With the prevalence of non-celiac gluten sensitivity rising, the popularity of gluten free diets has sky rocketed in the past 10 years (Emine, 2017). Because of the negativity associated with gluten in those suffering from celiac disease and NCGS, many companies and bloggers have taken advantage of the situation and began to promote gluten free products to the general public. This 9-billion-dollar market produces advertisements in the media that contain statements about losing weight and greater energy levels. According to The Guardian, "the health halo surrounding the gluten-free category continues to drive general consumer interest" even though most report not completely understanding what is in their gluten-free foods (Emine, 2017). After a thorough analysis of hundreds of gluten free products, it is clear that eating gluten free foods has no apparent health benefits for those that are not suffering from celiac disease or NCGS.

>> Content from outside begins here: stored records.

PR #3387, opened 2020-07-21
Trunk 5678:Classloading issues in Openmrs installation and DB upgrades

gitcliff:
link:https://issues.openmrs.org/browse/TRUNK-5678?src=confmacro


web/src/main/java/org/openmrs/web/filter/initialization/InitializationFilter.java
```diff
@@ -1914,7 +1920,7 @@ private static boolean isDatabaseEmpty(Properties props) {
 				
 				String[] types = { "TABLE" };
 				
-				//get all tables
+				//get all tables.
```
HerbertYiga, line 1923: @gitcliff   well done on this,did we need this change?

PR #6470, opened 2026-08-18
TRUNK-6777: Cache the tokenization of LayoutTemplates

ibacher:

We use LayoutTemplates to store how to format peoples names and addresses since our data model allows for a flexible set of fields with instance- determined meaning. These templates are called frequently, e.g., whenever we render a "full" or "short" name. In a single-threaded run, the run is dominated by the call to `getLines()` which on each invocation reparses the template. By cacheing this tokenization, we greatly speed up (~20x) the amount of time it takes to format a name. Since these templates are _very_ stable, this should be a net win on every operation that formats a user's name.

## Issue I worked on

see https://issues.openmrs.org/browse/TRUNK-6777

  No? -> execute above command

### DIFF
--- a/api/src/main/java/org/openmrs/layout/LayoutSupport.java
+++ b/api/src/main/java/org/openmrs/layout/LayoutSupport.java
@@ -35,15 +35,6 @@ public abstract class LayoutSupport<T extends LayoutTemplate> {
 	protected List<String> specialTokens;
 
 	/**
-	 * @return the current special token configuration version, for use by
-	 *         {@link LayoutTemplate#getLines()} in deciding whether its cache is still valid
-	 * @since 2.8.10
-	 */
-	public int getConfigurationVersion() {
-		return configurationVersion.get();
-	}
-
-	/**
 	 * @return Returns the layoutTemplates.
 	 */
 	public List<T> getLayoutTemplates() {
@@ -93,7 +84,7 @@ public abstract class LayoutSupport<T extends LayoutTemplate> {
 			for (T at : this.layoutTemplates) {
 				if (at != null && templateName.equalsIgnoreCase(at.getCodeName())) {
 					ret = at;
-					log.debug("Found Layout Template named '{}'", at.getDisplayName());
+					log.debug("Found Layout Template named " + at.getDisplayName());
 				}
 			}
 
@@ -111,7 +102,7 @@ public abstract class LayoutSupport<T extends LayoutTemplate> {
 			for (T at : this.layoutTemplates) {
 				if (at != null && templateName.equalsIgnoreCase(at.getCountry())) {
 					ret = at;
-					log.debug("Found Layout Template named '{}'", at.getDisplayName());
+					log.debug("Found Layout Template named " + at.getDisplayName());
 				}
 			}
 
@@ -129,7 +120,7 @@ public abstract class LayoutSupport<T extends LayoutTemplate> {
 			for (T at : this.layoutTemplates) {
 				if (at != null && templateName.equalsIgnoreCase(at.getDisplayName())) {
 					ret = at;
-					log.debug("Found Layout Template named '{}'", at.getDisplayName());
+					log.debug("Found Layout Template named " + at.getDisplayName());
 				}
 			}
 
@@ -167,4 +158,12 @@ public abstract class LayoutSupport<T extends LayoutTemplate> {
 		this.defaultLayoutFormat = defaultLayoutFormat;
 	}
 
+	/**
+	 * @return the current special token configuration version, for use by
+	 *         {@link LayoutTemplate#getLines()} in deciding whether its cache is still valid
+	 * @since 2.8.10
+	 */
+	int getConfigurationVersion() {
+		return configurationVersion.get();
+	}
 }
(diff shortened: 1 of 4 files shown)


api/src/main/java/org/openmrs/layout/LayoutTemplate.java
```diff
@@ -379,4 +401,23 @@ public List<String> nonUniqueStringsGoLast(List<String> strListArg) {
...
 	}
 
+	/**
+	 * Immutable snapshot of everything derived from a single tokenization pass. The support instance
+	 * and its configuration version at the time of the pass are carried along so that a reader can tell
+	 * whether the snapshot still reflects the current special tokens without having to resolve the
+	 * support singleton itself, which for {@link org.openmrs.layout.address.AddressTemplate} means
+	 * entering a synchronized block.
+	 */
+		private record TokenizedLines(List<List<Map<String, String>>> lines, int maxTokens, LayoutSupport<?> support,
```
ibacher: Obviously for backporting purposes, this will need to be re-extended into a class.

ibacher:
@claude review

api/src/main/java/org/openmrs/layout/LayoutSupport.java
```diff
@@ -77,7 +93,7 @@ public T getLayoutTemplateByCodeName(String templateName) {
 			for (T at : this.layoutTemplates) {
 				if (at != null && templateName.equalsIgnoreCase(at.getCodeName())) {
 					ret = at;
-					log.debug("Found Layout Template named " + at.getDisplayName());
+					log.debug("Found Layout Template named '{}'", at.getDisplayName());
```
dkayiwa: These three sites moved to parameterized logging, but `getLayoutTemplateByName` just above still concatenates on both of its log calls, and one of them is the identical "Found Layout Template named" message, so the file now carries two styles of the same line. TRUNK-6777 doesn't need any of this, and it puts three hunks in front of a reviewer that have nothing to do with the tokenization cache. Could you drop the logging edits from this PR? If they're worth making, a follow-up that converts all of the call sites would be tidier.

api/src/main/java/org/openmrs/layout/LayoutSupport.java
```diff
@@ -21,12 +22,27 @@ public abstract class LayoutSupport<T extends LayoutTemplate> {
...
 	protected List<T> layoutTemplates;
 
 	protected List<String> specialTokens;
 
+	/**
+	 * @return the current special token configuration version, for use by
+	 *         {@link LayoutTemplate#getLines()} in deciding whether its cache is still valid
+	 * @since 2.8.10
+	 */
+	public int getConfigurationVersion() {
```
dkayiwa: Does this need to be public? The only caller is `TokenizedLines.isValid()` in `LayoutTemplate`, which is in this same package, and the javadoc says as much. Public means a permanently supported method on a class modules extend, carried on every branch this gets backported to, exposing a counter callers can neither move (nothing but `setSpecialTokens` bumps it) nor act on. Package-private covers the one caller.

api/src/main/java/org/openmrs/layout/LayoutTemplate.java
```diff
@@ -94,99 +102,114 @@ private List<Map<String, String>> convertToTokens(String line, String[] nonToken
...
+			LayoutSupport<?> support = null;
+			int configurationVersion = 0;
+
+			if (this.lineByLineFormat != null) {
+				support = getLayoutSupportInstance();
+				// read the version before the tokens it describes: stamping a snapshot with a version read
+				// afterwards could label tokens that are already stale as current
+				configurationVersion = support.getConfigurationVersion();
+				List<String> specialTokens = nonUniqueStringsGoLast(support.getSpecialTokens());
+				ret = new ArrayList<>(this.lineByLineFormat.size());
```
dkayiwa: Was this shape change intended? With `lineByLineFormat` set to an empty but non-null list, master left `ret` null and so `getLines()` returned null; allocating the list up front makes it return `[]`, and this branch now resolves the support where master never got as far as `replaceTokens`. I ran the old and new tokenizers side by side over the five bundled name templates, the default address template and a batch of awkward inputs, and this was the only output difference, so the exposure is narrow. What it does change is `NameTemplate.format()` on such a template: master threw `APIException: Unable to format personName ... using name template`, this returns `""`, so `PersonName.getFullName()` renders a blank name rather than failing loudly. I would keep the empty list, it is the less destructive of the two, but it is worth making that a decision rather than a side effect of the restructure.

dkayiwa:
> @claude review

We ran out of credits. 😊

api/src/main/java/org/openmrs/layout/LayoutTemplate.java
ibacher: Yes, this is intentional, both because the failure condition didn't seem sensible, but also because it makes the overall caching slightly saner if the value is not null.

api/src/main/java/org/openmrs/layout/LayoutSupport.java
ibacher: Addressed. Made this package-private.

api/src/main/java/org/openmrs/layout/LayoutSupport.java
ibacher: Reasonable. Tbh, this is just me clicking on a link in my IDE and then adding quotes.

In fact, in most cases, gluten free products are less healthy than their gluten containing counterparts. Because gluten is a key element in the texture and taste of many foods, several companies add preservatives, sugars, and excess fats to their gluten-free products so that the foods remain palatable to the public (Kremer, 2015). To put this into perspective, a normal cookie contains around 70-100 calories, but a gluten-free cookie can contain as much as 290 calories due to excess sugar and fat (Kremer, 2015).

To conclude, it is clear that celiac disease and non-celiac gluten sensitivity are debilitating diseases that require important lifestyle changes. Because there are not any physical signals visible in NCGS, there is a general lack of support among the scientific community for this disease. However, NCGS remains on the rise with millions of people without celiac disease or NCGS adopting a gluten-free diet for the perceived health benefits promoted by the media and food companies. The accessibility of gluten free foods makes life easier for those suffering from celiac disease, but in general, society does not need to worry about gluten containing products. So remember, keep calm and eat some bread.